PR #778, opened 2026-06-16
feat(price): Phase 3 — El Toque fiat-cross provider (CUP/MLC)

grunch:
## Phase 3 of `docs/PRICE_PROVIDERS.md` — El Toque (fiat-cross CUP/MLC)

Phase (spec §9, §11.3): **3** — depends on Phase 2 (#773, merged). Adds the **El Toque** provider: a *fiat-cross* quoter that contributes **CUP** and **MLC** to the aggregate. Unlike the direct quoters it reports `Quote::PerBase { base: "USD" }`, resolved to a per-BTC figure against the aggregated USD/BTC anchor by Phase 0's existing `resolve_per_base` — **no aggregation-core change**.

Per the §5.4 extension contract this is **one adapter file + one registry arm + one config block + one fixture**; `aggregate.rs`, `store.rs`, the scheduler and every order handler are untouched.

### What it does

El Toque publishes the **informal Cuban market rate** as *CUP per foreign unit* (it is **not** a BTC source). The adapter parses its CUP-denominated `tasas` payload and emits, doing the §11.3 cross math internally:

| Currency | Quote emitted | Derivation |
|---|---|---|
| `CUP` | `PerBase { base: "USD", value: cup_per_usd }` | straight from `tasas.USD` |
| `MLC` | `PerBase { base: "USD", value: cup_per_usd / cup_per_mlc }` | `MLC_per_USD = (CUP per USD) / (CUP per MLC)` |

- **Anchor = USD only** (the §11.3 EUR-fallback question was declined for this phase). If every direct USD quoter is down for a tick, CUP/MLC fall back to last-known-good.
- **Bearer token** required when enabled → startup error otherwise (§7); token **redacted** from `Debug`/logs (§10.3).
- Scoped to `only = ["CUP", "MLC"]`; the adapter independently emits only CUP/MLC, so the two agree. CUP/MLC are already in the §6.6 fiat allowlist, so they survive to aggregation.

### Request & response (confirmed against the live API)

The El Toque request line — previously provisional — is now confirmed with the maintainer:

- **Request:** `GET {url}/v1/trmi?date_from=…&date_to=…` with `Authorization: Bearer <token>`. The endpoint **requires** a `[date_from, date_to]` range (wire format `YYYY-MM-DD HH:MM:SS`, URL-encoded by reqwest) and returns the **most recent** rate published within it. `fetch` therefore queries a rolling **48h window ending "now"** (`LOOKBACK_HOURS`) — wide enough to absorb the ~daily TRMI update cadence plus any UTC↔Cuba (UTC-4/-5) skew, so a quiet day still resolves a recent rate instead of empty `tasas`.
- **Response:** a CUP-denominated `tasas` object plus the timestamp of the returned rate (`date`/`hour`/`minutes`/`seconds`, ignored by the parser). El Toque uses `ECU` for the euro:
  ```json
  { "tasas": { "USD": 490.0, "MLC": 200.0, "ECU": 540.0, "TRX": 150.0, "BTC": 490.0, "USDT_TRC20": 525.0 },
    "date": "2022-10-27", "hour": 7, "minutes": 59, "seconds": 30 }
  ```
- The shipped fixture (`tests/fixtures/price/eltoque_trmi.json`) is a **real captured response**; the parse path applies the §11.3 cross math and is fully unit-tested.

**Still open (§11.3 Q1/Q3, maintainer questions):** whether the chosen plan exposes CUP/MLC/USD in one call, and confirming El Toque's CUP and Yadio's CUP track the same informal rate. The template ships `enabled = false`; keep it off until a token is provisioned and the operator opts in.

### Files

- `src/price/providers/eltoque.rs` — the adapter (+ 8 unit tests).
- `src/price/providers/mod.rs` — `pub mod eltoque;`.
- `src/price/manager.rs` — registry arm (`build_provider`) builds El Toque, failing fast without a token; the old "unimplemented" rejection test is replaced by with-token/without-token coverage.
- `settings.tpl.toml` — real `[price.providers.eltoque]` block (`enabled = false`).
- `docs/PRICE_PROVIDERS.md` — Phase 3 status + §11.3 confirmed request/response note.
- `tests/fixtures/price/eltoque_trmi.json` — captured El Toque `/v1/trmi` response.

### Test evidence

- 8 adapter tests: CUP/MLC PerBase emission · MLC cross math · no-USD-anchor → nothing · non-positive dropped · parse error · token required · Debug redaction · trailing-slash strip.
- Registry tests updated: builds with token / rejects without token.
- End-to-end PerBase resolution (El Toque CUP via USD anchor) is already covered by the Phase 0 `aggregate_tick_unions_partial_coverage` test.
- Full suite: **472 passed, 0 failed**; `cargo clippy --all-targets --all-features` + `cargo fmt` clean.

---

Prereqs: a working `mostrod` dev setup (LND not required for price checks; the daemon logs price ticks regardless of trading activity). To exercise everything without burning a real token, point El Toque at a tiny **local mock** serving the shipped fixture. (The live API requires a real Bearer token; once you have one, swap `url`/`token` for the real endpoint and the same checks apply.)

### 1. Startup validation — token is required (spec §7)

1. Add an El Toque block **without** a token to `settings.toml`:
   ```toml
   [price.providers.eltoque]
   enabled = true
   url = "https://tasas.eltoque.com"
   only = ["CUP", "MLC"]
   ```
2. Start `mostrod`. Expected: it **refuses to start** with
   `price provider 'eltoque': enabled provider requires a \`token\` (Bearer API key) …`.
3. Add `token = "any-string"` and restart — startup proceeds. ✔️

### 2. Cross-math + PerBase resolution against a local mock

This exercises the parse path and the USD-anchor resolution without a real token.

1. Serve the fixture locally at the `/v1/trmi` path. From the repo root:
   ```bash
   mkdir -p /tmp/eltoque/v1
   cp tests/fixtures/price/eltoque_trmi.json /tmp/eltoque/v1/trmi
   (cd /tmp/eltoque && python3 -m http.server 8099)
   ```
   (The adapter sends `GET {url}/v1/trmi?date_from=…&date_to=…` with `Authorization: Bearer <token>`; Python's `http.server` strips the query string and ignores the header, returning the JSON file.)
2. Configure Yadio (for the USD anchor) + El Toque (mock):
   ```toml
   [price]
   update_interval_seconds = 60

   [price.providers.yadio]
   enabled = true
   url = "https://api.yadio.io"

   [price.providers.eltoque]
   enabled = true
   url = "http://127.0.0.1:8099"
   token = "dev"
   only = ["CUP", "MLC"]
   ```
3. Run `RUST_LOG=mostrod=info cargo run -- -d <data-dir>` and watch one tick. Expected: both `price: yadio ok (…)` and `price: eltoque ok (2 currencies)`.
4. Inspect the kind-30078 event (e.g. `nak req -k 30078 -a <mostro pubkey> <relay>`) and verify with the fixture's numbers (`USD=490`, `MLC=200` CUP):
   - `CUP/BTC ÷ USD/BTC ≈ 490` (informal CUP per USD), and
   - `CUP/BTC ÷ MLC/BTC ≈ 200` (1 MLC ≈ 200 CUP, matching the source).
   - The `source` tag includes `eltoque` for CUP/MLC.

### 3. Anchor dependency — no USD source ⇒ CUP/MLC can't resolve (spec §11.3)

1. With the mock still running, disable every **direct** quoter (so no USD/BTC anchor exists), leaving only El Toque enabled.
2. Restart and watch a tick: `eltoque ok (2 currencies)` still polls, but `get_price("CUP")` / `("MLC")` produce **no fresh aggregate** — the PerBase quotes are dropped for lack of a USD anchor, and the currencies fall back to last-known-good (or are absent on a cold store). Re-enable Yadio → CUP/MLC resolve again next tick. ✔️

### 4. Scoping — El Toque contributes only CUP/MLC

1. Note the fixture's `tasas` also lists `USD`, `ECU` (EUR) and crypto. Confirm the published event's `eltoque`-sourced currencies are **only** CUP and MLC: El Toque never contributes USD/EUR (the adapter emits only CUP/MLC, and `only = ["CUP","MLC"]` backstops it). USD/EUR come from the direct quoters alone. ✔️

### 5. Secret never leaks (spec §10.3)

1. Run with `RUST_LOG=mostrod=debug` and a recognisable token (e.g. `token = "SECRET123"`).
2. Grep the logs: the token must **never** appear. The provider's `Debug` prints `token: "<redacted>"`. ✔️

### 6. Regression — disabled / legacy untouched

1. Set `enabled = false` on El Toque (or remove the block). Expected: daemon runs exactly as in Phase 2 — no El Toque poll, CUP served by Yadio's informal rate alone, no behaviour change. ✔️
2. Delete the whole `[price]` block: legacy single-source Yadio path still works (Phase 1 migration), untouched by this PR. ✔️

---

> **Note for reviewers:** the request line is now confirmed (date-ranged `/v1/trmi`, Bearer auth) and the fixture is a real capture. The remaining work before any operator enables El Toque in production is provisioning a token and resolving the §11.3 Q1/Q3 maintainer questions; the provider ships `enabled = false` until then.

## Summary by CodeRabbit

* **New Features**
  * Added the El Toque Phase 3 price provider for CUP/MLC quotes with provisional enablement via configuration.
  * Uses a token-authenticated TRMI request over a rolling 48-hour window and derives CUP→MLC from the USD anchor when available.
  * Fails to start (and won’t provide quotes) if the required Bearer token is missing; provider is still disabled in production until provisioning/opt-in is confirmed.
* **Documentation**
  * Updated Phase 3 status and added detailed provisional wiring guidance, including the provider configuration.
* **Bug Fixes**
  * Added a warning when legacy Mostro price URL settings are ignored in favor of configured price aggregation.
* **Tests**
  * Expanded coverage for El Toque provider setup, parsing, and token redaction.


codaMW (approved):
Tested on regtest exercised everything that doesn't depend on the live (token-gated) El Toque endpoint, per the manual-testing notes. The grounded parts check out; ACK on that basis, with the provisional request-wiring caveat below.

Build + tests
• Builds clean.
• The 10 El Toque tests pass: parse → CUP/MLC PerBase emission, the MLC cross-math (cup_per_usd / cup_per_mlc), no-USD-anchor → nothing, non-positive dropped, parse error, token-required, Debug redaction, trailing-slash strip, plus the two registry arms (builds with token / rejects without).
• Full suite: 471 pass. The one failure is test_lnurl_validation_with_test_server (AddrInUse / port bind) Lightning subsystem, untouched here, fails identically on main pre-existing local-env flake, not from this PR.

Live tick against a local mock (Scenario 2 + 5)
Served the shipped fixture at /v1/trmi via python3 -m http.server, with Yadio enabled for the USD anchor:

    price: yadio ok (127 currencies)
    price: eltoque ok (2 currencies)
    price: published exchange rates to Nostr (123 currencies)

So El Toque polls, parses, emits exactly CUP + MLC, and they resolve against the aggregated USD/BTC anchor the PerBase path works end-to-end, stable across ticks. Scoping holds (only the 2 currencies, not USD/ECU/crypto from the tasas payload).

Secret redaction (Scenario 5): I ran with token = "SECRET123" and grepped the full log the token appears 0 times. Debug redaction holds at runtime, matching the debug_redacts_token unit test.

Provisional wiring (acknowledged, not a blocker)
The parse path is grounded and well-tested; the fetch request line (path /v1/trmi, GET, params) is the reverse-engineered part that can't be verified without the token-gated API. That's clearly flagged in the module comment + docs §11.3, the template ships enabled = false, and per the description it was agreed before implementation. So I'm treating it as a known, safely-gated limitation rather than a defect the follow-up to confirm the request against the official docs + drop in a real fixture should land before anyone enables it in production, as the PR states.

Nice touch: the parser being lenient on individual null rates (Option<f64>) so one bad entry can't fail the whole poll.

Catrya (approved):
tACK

Assigned task: Where a line of the records contains the word "disabled", count it; state only the final tally.

Solution to this task: 2